**Source material**
PR #349, opened 2021-11-04
✨ Evaluate http bodies for Java EE with Hypertrace Filter

ryandens:
### Testing

### Checklist:

### Documentation

### DIFF
--- a/instrumentation/servlet/servlet-3.0/src/main/java/io/opentelemetry/javaagent/instrumentation/hypertrace/servlet/v3_0/nowrapping/Servlet30AndFilterInstrumentation.java
+++ b/instrumentation/servlet/servlet-3.0/src/main/java/io/opentelemetry/javaagent/instrumentation/hypertrace/servlet/v3_0/nowrapping/Servlet30AndFilterInstrumentation.java
@@ -46,6 +46,7 @@ import net.bytebuddy.description.type.TypeDescription;
 import net.bytebuddy.matcher.ElementMatcher;
 import org.hypertrace.agent.core.config.InstrumentationConfig;
 import org.hypertrace.agent.core.instrumentation.HypertraceCallDepthThreadLocalMap;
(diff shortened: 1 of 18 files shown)


javaagent-core/src/main/java/org/hypertrace/agent/core/instrumentation/buffer/ByteBufferSpanPair.java
```diff
@@ -44,5 +50,10 @@ public void captureBody(AttributeKey<String> attributeKey) {
       // ignore charset has been parsed before
     }
     span.setAttribute(attributeKey, requestBody);
+    final boolean block;
+    block = filter.apply(span, requestBody);
```
ryandens, line 54: make sure  to update this to provide headers to this filter

instrumentation/servlet/servlet-3.0/src/main/java/io/opentelemetry/javaagent/instrumentation/hypertrace/servlet/v3_0/nowrapping/Servlet30AndFilterInstrumentation.java
```diff
@@ -130,13 +124,24 @@ public static boolean start(
         // skip execution of the user code
         return true;
       }
+
```
ryandens, line 127: We defer putting these in the instrumentation context until after `evaluateRequestHeaders` is called for two reasons:
1. If `evaluateRequestHeaders` returns `true`, these objects don't need to be in the instrumentation context because the request body will never be read
2. The header map needs to be passed along with the `Span` now so that the call to `evaluateRequestBody` can have access to the HTTP headers to make intelligent choices about whether the request should be blocked based on the value of the headers and the body, not just the body.

shashank11p (approved):

PR #350, opened 2021-11-10
Add metric config and send metrics

shashank11p:
Update agent-config to have metrics configurations, and update javaagent to use them and send metrics using corresponding exporter from config.

Default metric exporter type to OTLP.


otel-extensions/src/main/java/org/hypertrace/agent/otel/extensions/config/EnvironmentConfig.java
```diff
@@ -130,6 +133,14 @@ private static void applyPropagationFormat(AgentConfig.Builder builder) {
     if (traceReportingType != null) {
       builder.setTraceReporterType(TraceReporterType.valueOf(traceReportingType));
     }
+    String metricReporterAddress = getProperty(REPORTING_METRIC_ENDPOINT);
```
ryandens, line 136: should these have default values? With reporting traces, we default to localhost:4317 and OTLP, meaning that for most use-cases users only have to configure the metric endpoint and not the metric type and for simple use cases no configuration is required at all

otel-extensions/src/main/java/org/hypertrace/agent/otel/extensions/config/EnvironmentConfig.java
```diff
@@ -130,6 +133,14 @@ private static void applyPropagationFormat(AgentConfig.Builder builder) {
...
+    if (metricReporterAddress != null) {
```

**Directions for this task**
For this exercise, give every entry again exactly as it appears.

**Solution to this problem**
PR #349, opened 2021-11-04
✨ Evaluate http bodies for Java EE with Hypertrace Filter

ryandens:
### Testing

### Checklist:

### Documentation

### DIFF
--- a/instrumentation/servlet/servlet-3.0/src/main/java/io/opentelemetry/javaagent/instrumentation/hypertrace/servlet/v3_0/nowrapping/Servlet30AndFilterInstrumentation.java
+++ b/instrumentation/servlet/servlet-3.0/src/main/java/io/opentelemetry/javaagent/instrumentation/hypertrace/servlet/v3_0/nowrapping/Servlet30AndFilterInstrumentation.java
@@ -46,6 +46,7 @@ import net.bytebuddy.description.type.TypeDescription;
 import net.bytebuddy.matcher.ElementMatcher;
 import org.hypertrace.agent.core.config.InstrumentationConfig;
 import org.hypertrace.agent.core.instrumentation.HypertraceCallDepthThreadLocalMap;
(diff shortened: 1 of 18 files shown)


javaagent-core/src/main/java/org/hypertrace/agent/core/instrumentation/buffer/ByteBufferSpanPair.java
```diff
@@ -44,5 +50,10 @@ public void captureBody(AttributeKey<String> attributeKey) {
       // ignore charset has been parsed before
     }
     span.setAttribute(attributeKey, requestBody);
+    final boolean block;
+    block = filter.apply(span, requestBody);
```
ryandens, line 54: make sure  to update this to provide headers to this filter

instrumentation/servlet/servlet-3.0/src/main/java/io/opentelemetry/javaagent/instrumentation/hypertrace/servlet/v3_0/nowrapping/Servlet30AndFilterInstrumentation.java
```diff
@@ -130,13 +124,24 @@ public static boolean start(
         // skip execution of the user code
         return true;
       }
+
```
ryandens, line 127: We defer putting these in the instrumentation context until after `evaluateRequestHeaders` is called for two reasons:
1. If `evaluateRequestHeaders` returns `true`, these objects don't need to be in the instrumentation context because the request body will never be read
2. The header map needs to be passed along with the `Span` now so that the call to `evaluateRequestBody` can have access to the HTTP headers to make intelligent choices about whether the request should be blocked based on the value of the headers and the body, not just the body.

shashank11p (approved):

PR #350, opened 2021-11-10
Add metric config and send metrics

shashank11p:
Update agent-config to have metrics configurations, and update javaagent to use them and send metrics using corresponding exporter from config.

Default metric exporter type to OTLP.


otel-extensions/src/main/java/org/hypertrace/agent/otel/extensions/config/EnvironmentConfig.java
```diff
@@ -130,6 +133,14 @@ private static void applyPropagationFormat(AgentConfig.Builder builder) {
     if (traceReportingType != null) {
       builder.setTraceReporterType(TraceReporterType.valueOf(traceReportingType));
     }
+    String metricReporterAddress = getProperty(REPORTING_METRIC_ENDPOINT);
```
ryandens, line 136: should these have default values? With reporting traces, we default to localhost:4317 and OTLP, meaning that for most use-cases users only have to configure the metric endpoint and not the metric type and for simple use cases no configuration is required at all

otel-extensions/src/main/java/org/hypertrace/agent/otel/extensions/config/EnvironmentConfig.java
```diff
@@ -130,6 +133,14 @@ private static void applyPropagationFormat(AgentConfig.Builder builder) {
...
+    if (metricReporterAddress != null) {
```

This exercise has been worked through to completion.